AMHERST, Mass. – Researchers at the University of Massachusetts Amherst have concluded that making investments in energy technologies to deal with climate change will always produce a positive payoff – independent of whether it’s part of a go-slow policy or a more aggressive policy for climate change. Moreover, the same set of technologies is at the top of the list for investment even under very different climate policy regimes. Erin D. Baker, associate professor of mechanical and industrial engineering, and Senay Solak, assistant professor of operations and information management, published their findings recently in the journal Production and Operations Management.
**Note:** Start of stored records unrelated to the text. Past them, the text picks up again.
PR #1060, opened 2020-02-07
Allows users to control the behavior of clearSearchOnBlur.

diasbruno:


package.json
```diff
@@ -9,7 +9,7 @@
     "test": "tests"
   },
   "private": false,
-  "main": "dist/vue-select.js",
+  "main": "./src/index.js",
```
sagalbot: Will need this reverted to merge.

src/components/Select.vue
```diff
@@ -1038,7 +1047,7 @@
        * @return {Boolean} True when single and clearSearchOnSelect
        */
       clearSearchOnBlur() {
-        return this.clearSearchOnSelect && !this.multiple
+        return !this.dontClearSearchOnBlur && this.clearSearchOnSelect && !this.multiple
```
sagalbot: Rather than add a new prop, how about pulling `clearSearchOnBlur` up to a function prop instead? This way the default stays the same, and the user gets even more control over the implementation.

package.json
diasbruno: My bad. Included this patch by mistake.

src/components/Select.vue
diasbruno: I was trying to figure out what to expose that doesn't require changes to the current API.
I'll see what I can do.

diasbruno: Done.

src/components/Select.vue
```diff
@@ -425,6 +425,17 @@
         validator: (value) => ['function', 'boolean'].includes(typeof value)
       },
 
+      /**
+       * If search text should clear on blur
+       * @return {Boolean} True when single and clearSearchOnSelect
+       */
+      clearSearchOnBlur: {
+        type: Function,
+        default: function () {
```
sagalbot: Looks great! I think the last thing we can do to clean it up is pass `clearSearchOnSelect` and `multiple` as arguments. That way the consumer has access to them in their implementation. Probably best passed as an object.

diasbruno: Done.

diasbruno:
Ping. Also, let me know if I can help reviewing some PRs and issues.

The finding is good news because it means that governments can move forward with investments into research in breakthrough energy technologies, such as solar, nuclear and carbon capture, without knowing exactly where politics and science will lead to in climate policy, the researchers say.
Baker and Solak say that with a policy where emissions reductions of carbon dioxide and other greenhouse gases tend to be low, a breakthrough in energy technology tends to significantly reduce the amount of emissions, thus improving the environmental outcomes, such as reducing temperature rise. On the other hand, in a policy where emission reductions are high, a breakthrough in technology tends to significantly reduce the cost of emissions reductions, they say. Hence, investment in energy technologies pays off under both types of policies.
Baker says the research paper,“Management of Energy Technology for Sustainability: How to Fund Energy Technology Research and Development,” is aimed at policy makers and show that progress in fighting climate change is possible even if only moderate changes are achieved through public policies. “If you go slow, breakthroughs will help you go faster,” Baker says. “If you go faster, it costs less. We’re trying to let them know they can invest in technology.”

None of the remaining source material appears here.